▸ **To do**:
Look through the entries below for the string "instead", and copy each line where it is found.

▸ **Dataset content**:
PR #772, opened 2016-06-04
Added an errbot --init and simplified config.

gbin:
Now all it takes to have an errbot up and running in text mode/development environment is:

1. mkvirtualenv errbot
2. pip install errbot
3. mkdir errbotdir; cd errbotdir
4. errbot --init
5. errbot

And you have a ready to use development environment with an example
plugin to get you started.


docs/user_guide/setup.rst
```diff
@@ -4,128 +4,107 @@ Setup
...
-
-1. You can generate it directly from your errbot installation with:
+Once you have installed errbot and did `errbot --init`, you will have to tweak the generated `config.py` to connect
+to your desired chat network.
 
-    `python -c "import errbot;import os;import shutil;shutil.copyfile(os.path.dirname(errbot.__file__) + os.path.sep + 'config-template.py', 'config.py')"`
+You can use https://raw.githubusercontent.com/errbotio/errbot/master/errbot/config-template.py as a base
+ for your `config.py`.
 
-2. Or you can download the :download:`config-template.py` file manually and save it as `config.py`.
```
zoni: I think it's better to keep the `:download:` version instead of linking directly to GitHub, as this will ensure it links to the version of `config-template.py` that matches the version of the docs you're browsing.

errbot/err.py
```diff
@@ -197,6 +196,44 @@ def main():
...
+            shutil.copyfile(os.path.join(templates_dir, 'example.py'), os.path.join(example_plugin_dir, 'example.py'))
+            print('Your Errbot directory has been correctly initialized !')
+            if base_dir == os.getcwd():
+                print('Just do "errbot" and it should start in text/development mode.')
+            else:
+                print('Just do "cd %s" then "errbot" and it should start in text/development mode.' % data_dir)
+            sys.exit(0)
+        except Exception as e:
+            print('The initialization of your errbot directory failed: %s' % e)
+            sys.exit(-11)
```
zoni: I would `sys.exit(1)` instead.

errbot/templates/initdir/config.py.tmpl
```diff
@@ -0,0 +1,18 @@
...
+
+BOT_DATA_DIR = '{{ data_dir }}'
+BOT_EXTRA_PLUGIN_DIR = '{{ extra_plugin_dir }}'
+BOT_LOG_FILE = '{{ log_path }}'
+BOT_LOG_LEVEL = logging.DEBUG
+
+BOT_ADMINS = ('CHANGE ME', )
+AUTOINSTALL_DEPS = True
+
+TEXT_DEMO_MODE = False  # Put that to True if you want to suppress the debug output in Text mode.
```
zoni: I think we should default to true here. I think that's a much nicer user experience by default as the bot output is a lot easier to read like that.

errbot/templates/initdir/example.plug
```diff
@@ -0,0 +1,9 @@
+[Core]
+Name = Example
+Module = example
+
+[Documentation]
+Description = This is a simple plugin example to get you started.
+
+[Python]
+Version = 2+
```
zoni: Missing an EOL here.

errbot/templates/initdir/config.py.tmpl
gbin: Ok, I'll make another change because I linked that to the graphic mode too, maybe I'll split it... we'll see... I put to to True by default meanwhile.

docs/user_guide/setup.rst
gbin: Done

errbot/err.py
gbin: Done

errbot/templates/initdir/example.plug
gbin: Done

PR #774, opened 2016-06-06
Refactor main modules

gbin:
See details in individual commits but those are mainly historic stuff:
main.py was... the old main which is more like the bootstrapping of Errbot so "bootstrap.py"
err.py was... the original errbot command, it is now "cli.py"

▸ **Result**:
zoni: I think it's better to keep the `:download:` version instead of linking directly to GitHub, as this will ensure it links to the version of `config-template.py` that matches the version of the docs you're browsing.
zoni: I would `sys.exit(1)` instead.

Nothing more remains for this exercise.